Facial Patch Delivery of CoQ₁₀ Reduces Senile Xerosis

[0173] Although the stratum corneum, the outermost layer of the epidermis, is continuously sloughed off and replaced in healthy individuals, it will display symptoms of aging in the underlying living cells in older subjects. The area of corneocytes, which make up the stratum corneum, is proportional to the time taken for the keratinocyte to differentiate and move from the basal layer to the stratum corneum. In aged skin, the time taken to move through the epidermis increases, and corneocytes become larger. The surface can develop fine lines and become dry and scaly (senile xerosis).
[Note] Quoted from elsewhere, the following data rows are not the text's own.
PR #183, opened 2026-05-22
feat(x402/langchain): last_settlement() + create_paid_react_agent helper

r-marques:
## Summary

Adds two helpers to `payments_py.x402.langchain` that absorb the workarounds Sprint 0 of the Nevermined LangChain tutorial had to write consumer-side, plus tests and a small docstring fix on the existing decorator.

- **`last_settlement()`** — returns the most recent `SettleResponse` produced by `@requires_payment`. Today the receipt is written to `RunnableConfig.configurable["payment_settlement"]`, but LangGraph copies `configurable` per node, so the receipt never reaches the caller's outer scope. ContextVars don't help either (LangGraph runs tools in worker contexts that don't propagate `ContextVar.set()` back — confirmed by direct test). A module-level holder works in all single-tenant setups; the docstring calls out the multi-tenant caveat.
- **`create_paid_react_agent(model, tools, **kwargs)`** — thin wrapper around `langgraph.prebuilt.create_react_agent` that constructs the `ToolNode` with `handle_tool_errors=False`. Default `ToolNode` behaviour stringifies tool exceptions into a `ToolMessage` and loses the `X402PaymentRequired` payload, which breaks x402-style discovery. `langgraph` is imported lazily so the existing `[langchain]` extra is unaffected.
- **`requires_payment` docstring clarified** — `credits=N` is sent as `max_amount`; for **fixed plans** the server-side `plan.credits.maxAmount` always wins (per `nvm-monorepo#1568`); for **range plans** the value is clamped to `[minAmount, maxAmount]`.

Tutorial diff that consumes these helpers — before/after on the seller side:

```diff
- @tool
- @_capture_settlement
- @requires_payment(payments=payments, plan_id=NVM_PLAN_ID, credits=1)
- def get_market_insight(...): ...
-
- def create_agent():
-     model = ChatOpenAI(...)
-     tool_node = ToolNode([get_market_insight], handle_tool_errors=False)
-     return create_react_agent(model, tool_node, prompt=prompt)
+ @tool
+ @requires_payment(payments=payments, plan_id=NVM_PLAN_ID, credits=1)
+ def get_market_insight(...): ...
+
+ def create_agent():
+     model = ChatOpenAI(...)
+     return create_paid_react_agent(model, [get_market_insight], prompt=prompt)
```

And the buyer drops `from .agent import LAST_SETTLEMENT` in favour of `from payments_py.x402.langchain import last_settlement`.

## Motivation

Tracked in the Nevermined LangChain integration epic at `nevermined-io/nvm-monorepo#1703` (Sprint 0, sub-issue `#1704`). The matching tutorial PR is `nevermined-io/tutorials#52`.

## Test plan

- [x] `pytest tests/unit/x402/test_langchain_decorator.py` — 9/9 pass.
- [x] `pytest tests/unit/` — 446/446 pass (no regressions in the existing suite).
- [x] End-to-end run of the Sprint 0 tutorial against a real Stripe fiat plan on the Nevermined sandbox: discovery → token acquisition → invocation → settlement receipt, all five steps clean.

## Notes

- `langgraph` added to the test group of `pyproject.toml` so the `create_paid_react_agent` introspection tests actually run rather than skip. It is NOT a runtime dep of payments-py — `create_paid_react_agent` still imports langgraph lazily and raises a clear ImportError if it's missing at call time.


r-marques:
Consumer / motivation: this is the SDK side of Sprint 0 of the Nevermined LangChain integration epic ([nvm-monorepo#1703](https://github.com/nevermined-io/nvm-monorepo/issues/1703), sub-issue [#1704](https://github.com/nevermined-io/nvm-monorepo/issues/1704)). The tutorial that consumes these helpers is **[nevermined-io/tutorials#52](https://github.com/nevermined-io/tutorials/pull/52)** — it currently uses local workarounds (`_capture_settlement` wrapper + manual `ToolNode(handle_tool_errors=False)`) which this PR removes the need for. The tutorial PR will be simplified once this lands + a release ships.

payments_py/x402/langchain/agent.py
```diff
@@ -0,0 +1,97 @@
...
+    except PaymentRequiredError as err:
+        accept = err.payment_required.accepts[0]
+
+    # ... acquire token using accept.plan_id / accept.scheme / accept.network ...
+
+    result = agent.invoke({"messages": [...]}, config={"configurable": {"payment_token": token}})
+    receipt = last_settlement()
+"""
+
+from typing import Any, Callable, Sequence
```
aaitor: **LOW — `Callable` is imported but never used in this file**

The project's CI `lint` job runs Black + `poetry check --lock` only — no flake8 / ruff — so this won't fail CI today. But it's a real F401-style hygiene issue that will surface the moment ruff lands.

```suggestion
from typing import Any, Sequence
```

payments_py/x402/langchain/decorator.py
```diff
@@ -78,6 +79,38 @@ def summarize(text: str, config: RunnableConfig) -> str:
...
 
+# Module-level holder for the most recent settlement receipt. LangGraph runs
+# tools inside worker contexts that do not propagate ContextVar mutations back
+# to the caller, and it copies ``RunnableConfig.configurable`` per node, so
+# neither of those channels surfaces the receipt to the buyer's outer scope.
+# A module-level slot is the simplest reliable signal. It is intentionally
+# single-tenant — if the same process runs multiple concurrent settlements,
+# the last writer wins. For multi-tenant use cases, surface the receipt via
+# a callback or via observability (see Sprint 1 of the LangChain epic).
+_LAST_SETTLEMENT: dict = {"value": None}
```
aaitor: **LOW — Tighten the `_LAST_SETTLEMENT` type annotation**

The annotation `_LAST_SETTLEMENT: dict = {"value": None}` is true but uninformative. `SettleResponse` is already imported on L73; the parameterised `dict` form gives mypy and readers a real type for free (no runtime cost, no extra imports):

```suggestion
_LAST_SETTLEMENT: dict[str, Optional[SettleResponse]] = {"value": None}
```

A `TypedDict` would be maximally precise but is disproportionate for a single-key private container. The dict-wrapper pattern itself (vs a `global _LAST_SETTLEMENT` + bare `Optional[SettleResponse] = None`) is the right call here — avoiding the `global` declaration in `_settle_payment` keeps the mutation site simpler, and it's the canonical workaround for ContextVar non-propagation in worker contexts.

payments_py/x402/langchain/agent.py
```diff
@@ -0,0 +1,97 @@
...
+
+
+def create_paid_react_agent(
+    model: Any,
+    tools: Sequence[Any],
+    **kwargs: Any,
+) -> Any:
```
aaitor: **LOW — Bare `Any` return type loses caller-side typing**

Returning `Any` means callers' `agent.invoke(...)`, `agent.stream(...)`, `agent.get_graph()` calls are untyped at the type-checker level. Because langgraph is a test-only dep, importing its types at runtime would force the optional dep on every consumer. The standard escape hatch is a `TYPE_CHECKING` block with a string-quoted annotation — no runtime cost, full type narrowing for mypy / IDE users:

```python
from __future__ import annotations

from typing import TYPE_CHECKING, Any, Sequence

if TYPE_CHECKING:
    from langgraph.graph.state import CompiledStateGraph


def create_paid_react_agent(
    model: Any,
    tools: Sequence[Any],
    **kwargs: Any,
) -> "CompiledStateGraph":
    ...
```

The `model: Any` and `tools: Sequence[Any]` are harder to tighten without pulling in `langchain_core.tools.BaseTool` / `langchain_core.language_models.BaseChatModel` types — leave those as `Any` for the lazy-dep escape hatch. The return type is the high-value one.

While you're in here, the `**kwargs` docstring entry could note the failure mode for unknown kwargs (langgraph 0.6.x raises `TypeError: create_react_agent() got an unexpected keyword argument …`):

```rst
    **kwargs: Forwarded verbatim to ``create_react_agent``. Unknown kwargs
        raise ``TypeError`` from LangGraph at call time.
```

aaitor (approved):
Solid Sprint 0 helper set. Both additions are well-motivated (LangGraph quirks documented in the module docstring + the inline comment above `_LAST_SETTLEMENT`), purely additive on the public surface (no rename/remove), and the langgraph dep is correctly kept out of the runtime extras — `[langchain]` still ships only `langchain-core`, `langgraph` is test-only and lazily imported with a clear `ImportError`. The single-tenant caveat on `last_settlement()` is acknowledged in both the in-code comment and the docstring, with a forward pointer to Sprint 1. Test coverage covers the happy path, the no-token short-circuit, the overwrite semantics, and the no-settle-on-error case. Approving with three LOW polish notes inline.

## Verification I ran

- `gh pr diff 183` (1884 lines, but most of that is poetry.lock churn from adding langgraph to the test group).
- Read the full new `agent.py` (97 lines) end-to-end.
- Read the relevant hunks of `decorator.py` (the `_LAST_SETTLEMENT` holder, the `last_settlement()` accessor, the write site inside `_settle_payment` at L283, and the new docstring on `credits=` calling out fixed-vs-range plan semantics per nvm-monorepo#1568).
- Verified `pyproject.toml`: `langchain-core` is the only runtime extra under `[tool.poetry.extras] langchain = ["langchain-core"]`; `langgraph = "^0.6.0"` is in `[tool.poetry.group.test.dependencies]`. Lazy import inside `create_paid_react_agent` is the canonical pattern for optional deps.
- Verified the test suite's `reset_last_settlement` autouse fixture clears the module-level slot between tests — no state bleed.
- Verified backward compatibility: every existing `requires_payment` call signature is unchanged; the new `last_settlement()` accessor and `create_paid_react_agent` helper are net-new symbols added to `__all__`. No public surface removed/renamed.
- CI snapshot: `lint` ✓ (Black + `poetry check --lock`), `unit_integration` ✓ (446/446 unit tests pass per PR description), `e2e` pending. Worth noting that the project's `lint` job is Black-only (no flake8 / ruff in CI), so see the dead-import note inline.
- Parallel agent panel: `python-reviewer`. Two of the agent's MEDIUMs were re-classified to LOW after I checked the CI lint scope and the runtime impact (dead import doesn't fail CI but is real hygiene; `dict` annotation looseness has no functional impact but mypy / readers benefit from tightening).

## Carried-forward observations (not blocking)

- **Tutorial PR is in the chain** (nevermined-io/tutorials#52) — that PR currently uses the local workarounds (`_capture_settlement` wrapper + manual `ToolNode(handle_tool_errors=False)`) which this PR's helpers replace. Worth coordinating the merge + release sequence so the tutorial can be simplified shortly after.
- **Sprint 1 plan documented**: the `last_settlement()` docstring forward-references a multi-tenant story (callback or observability). Worth filing the follow-up issue at merge time if it isn't already in the LangChain epic.
- **`Optional[T]` vs `T | None`**: payments-py targets Python 3.10+, so the PEP 604 union syntax is available. The new symbols follow the file's existing `Optional[T]` style, which is fine. A pure cosmetic migration is out of scope for this PR.

r-marques:
Thanks @aaitor — applied all three LOW polish notes in 38e2c37:

- Dropped unused `Callable` import in `agent.py`.
- Tightened `_LAST_SETTLEMENT: dict` → `dict[str, Optional[SettleResponse]]` in `decorator.py`.
- Added `TYPE_CHECKING` block + quoted `CompiledStateGraph` return type in `agent.py`, plus the docstring note about `TypeError` on unknown kwargs.

`poetry run black --check` clean; 9/9 langchain decorator tests pass.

As aging progresses, the surface area of corneocytes increases, and thus this value can be measured to determine the effectiveness of an anti-aging treatment (i.e., to decrease the transit time and corneocyte surface area). In the present example, treatment of facial skin with a facial skin patch or mask of the invention containing 0.3% CoQ₁₀, once or twice daily for 7 days, will yield a significant decrease in the corneocyte area over time compared to treatment with a patch or mask coated or imbued with a delivery vehicle or carrier alone.

[0174] Additional advantages and modifications of the invention disclosed herein will be apparent to those persons skilled in the art. Accordingly, the invention is not limited to the specific details or illustrated examples described herein, except as provided by the appended claims.